August 1, 2016

Markets Today: How deep is your growth?

Weaker than expected US economic growth for the June quarter after an underwhelming outcome from the Bank of Japan on Friday set the tone for markets on Friday and at the open today.

Weaker than expected US economic growth for the June quarter after an underwhelming outcome from the Bank of Japan on Friday set the tone for markets on Friday and at the open today.  The currency markets start this week with the Japanese yen stronger, the USD weaker and the AUD/USD opening in early trade almost right on 0.76, right up to its highs of Friday night after the US growth disappointment.  US Treasury yields eased and the Fed funds futures curve is pricing in a 40% chance of the Fed lifting the rates again by the end of the year and one hike not fully priced until the first half of 2018.  In commodity markets, iron eased after a strong week, oil prices were mixed after falling last week.  Local weekend auction results showed strong auction results, Sydney’s at 80.4% (the strongest this year), Melbourne’s at 75.6%, up from 71.6%.

It’s far from done and dusted for the USD and the Fed as it’s a very big week for US data with the ISM reports, tonight for manufacturing and the non-manufacturing report on Wednesday, with payrolls on Friday all important growth signposts into the September quarter

Released Friday, Eurozone GDP for the June quarter was right in line with expectations at 0.3% q/q, matching the growth performance of the US economy in the second quarter that for the advance estimate came in at 1.2% (seasonally adjusted annualised rate), even weaker than Thursday’s 1.8% GDPNow estimate from the Atlanta Fed.  On a year to basis, growth in the Eurozone over the year was a little ahead of the US at 1.6%, compared to US growth of 1.2%.  The detail of the US growth was a little more comforting with strong personal consumer spending up 4.2%, but soft investment.  Growth was held back by a draw from inventories that detracted an additional 0.75% points above the previous quarter’s drag.

The Fed’s John Williams and Robert Kaplan (both non-voters this year) were speaking after GDP, Williams saying that the Fed will be raising rates over the next couple of years, that strong data could still support two 2016 hikes, noting the inventory weakness in the GDP report, but also that it was important to make progress on both goals to hike.  He said he’d be “perfectly comfortable” with some inflation overshoot.  Kaplan said that the GDP report “makes you want to see more information” and that the Fed can raise rates gradually and patiently.

Coming up

In NZ this morning, Fonterra has maintained its milk price forecast steady at $4.25 with its earnings guidance 2016-17 marginally better, the NZD already bid from weak US GDP.

It’s a heavy event week kicking off today with the official Chinese PMIs at 11 AM, then the Caixin manufacturing PMI 45 minutes later.
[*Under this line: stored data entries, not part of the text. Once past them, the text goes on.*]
PR #213, opened 2019-10-29
Power: Fixes from NOS testing

rjpdasilva:
The Worker thread in the Power plugin to process requests from
SetState() is running through a while loop continuously without blocking
itself waiting for any event. This is a busy wait loop causing high CPU
usage.

Add a new Event object to make the worker thread wait for events
signalled by SetState() to avoid the busy wait loop.

All of the changes are required for correct operation of the Power plugin under the use cases required by NOS.


pwielders:
Revieuwed the code, fix is good but this needs a bigger update, the thread should be removed (as small as it gets) and should schedule it on a workerpool thread. 
Than also some synchronisation resources can be dropped as well. Internall ticket:
https://metrological.atlassian.net/browse/WPE-409

PR #222, opened 2019-11-08
webkitbrowser: switch to 1080p as startup resolution

moorthy-bs:
to fit webkit browser in fullscreen as compositor launches in 1080p


moorthy-bs:
If missed to mentioned from the yocto recipe, making default to 1080p will make the webkit to fit into full screen as other environment such as Westeros in WPEFramework is launching in 1080p

pwielders:
Currently the default deplyment in most receipies is 720p. If we change it in the CMakefile.txt all these projects, that have not set this variable will now "automagically" become 1080p. This will lead to confusion. If you want, for your deplyment the compositor and the webkit to be 1080p, just set the PLUGIN_COMPOSITOR_RESOLUTION and PLUGIN_WEBKITBROWSER_RESOLUTION to 1080p and you should be good to go. Just do not change the defaults.

moorthy-bs:
> Currently the default deployment in most recipes is 720p. If we change the defaults in the CMakefile.txt all these projects, that have not set this variable will now "automagically" become 1080p. This will lead to confusion. If you want, for your deployment the compositor and the webkit to be 1080p, just set the PLUGIN_COMPOSITOR_RESOLUTION and PLUGIN_WEBKITBROWSER_RESOLUTION to 1080p in your recipe and you should be good to go. Just do not change the defaults.

okay. Closing this PR.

Final July manufacturing PMI reads for the UK and the Eurozone are scheduled, then the US ISM Manufacturing report tonight.
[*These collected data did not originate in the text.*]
PR #226, opened 2019-11-13
enable cursor on westeros compositor

moorthy-bs:
- introduced new field in json config for cursor file
    - enabling cursor only if any file mentioned in the json config
    - reading PNG image in ARGB888 format as westeros expects

### DIFF
--- a/Compositor/Compositor.config
+++ b/Compositor/Compositor.config
@@ -119,6 +119,7 @@ map()
 
     endif ()
 
+    kv(cursor ${PLUGIN_COMPOSITOR_CURSOR_FILE})
 end()
 ans(configuration)
 
--- a/Compositor/lib/Wayland/Westeros.cpp
+++ b/Compositor/lib/Wayland/Westeros.cpp
@@ -1,6 +1,8 @@
 #include "Wayland.h"
 #include <westeros-compositor.h>
 
+#include <png.h>
+
 namespace WPEFramework {
 namespace Westeros {
 
@@ -16,6 +18,7 @@ namespace Westeros {
         Compositor(const string& renderModule, const string& display, const uint32_t width, const uint32_t height)
             : _compositor(nullptr)
             , _virtualKeyboardHandle(nullptr)
+            , _cursor(nullptr)
         {
             TRACE(Trace::Information, (_T("Starting Compositor renderModule=%s display=%s"), renderModule.c_str(), display.c_str()));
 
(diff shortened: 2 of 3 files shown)


moorthy-bs:
Mouse event handling yet to upstream. implementation and testing is under progress

Compositor/CMakeLists.txt
```diff
@@ -22,6 +22,7 @@ set(VERSION_REVISION 0)
 
 set(VERSION ${VERSION_MAJOR}.${VERSION_MINOR}.${VERSION_REVISION})
 
+find_package(PNG REQUIRED)
```
pwielders: As the cursor is only available in WesterOS suggest to move this dendency to the proper place, begin: Compositor/lib/Wayland/CMakeLists.txt and not in this CMakeList.txt as now aslo the RPI and Nexus compositorrequire PNG but they do not have any curso Support

Compositor/Compositor.config
```diff
@@ -119,6 +119,7 @@ map()
 
     endif ()
 
+    kv(cursor ${PLUGIN_COMPOSITOR_CURSOR_FILE})
```
pwielders: I guess thhis needs to be condition, only if ${PLUGIN_COMPOSITOR_CURSOR_FILE} != "" we add this keyword.

Compositor/lib/Wayland/Westeros.cpp
```diff
@@ -161,9 +165,113 @@ namespace Westeros {
         {
         }
 
+        static unsigned char* readPNGFile(const char *filename, unsigned char &in_width, unsigned char &in_height)
```
pwielders: All our method start with a capital, so could we make this ReadPNGFile ?

Compositor/Compositor.config
moorthy-bs: > I guess thhis needs to be condition, only if ${PLUGIN_COMPOSITOR_CURSOR_FILE} != "" we add this keyword.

There are some local data points today, and while each adds a little to their own sub-story of the economy, none is market sensitive.  There’s the AiG PMI Manufacturing index that’s been above 50 semi-comfortably for some time now.  There’s also the Melbourne Institute’s CPI gauge for July, HIA new home sales report for June and the full July month CoreLogic RP Data house prices report.
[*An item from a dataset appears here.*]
PR #230, opened 2019-11-15
power: Adds an option in power plugin for not to register for KEY_POWER event

johansaji:
In the original implementation of the power plugin, plugin is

Other big events include tomorrow’s RBA meeting and the Japanese Government’s fiscal stimulus package, its size and content and, on Thursday, the Bank of England’s expected easing in monetary policy and the RBA’s quarterly Statement on Monetary Policy on Friday.  NAB look for the RBA to hold rates steady tomorrow.

Overnight

On global stock markets, the S&P 500 was +0.32%. Bond markets saw US 10-years -5.13bp to 1.45%. In commodities, Brent crude oil -0.87% to $43.53, gold+1.7% to $1,358, iron ore -2.1% to $59.37. AUD is at 0.7596 and the range since Friday 5pm Sydney time is 0.7494 to 0.7607.

Good luck.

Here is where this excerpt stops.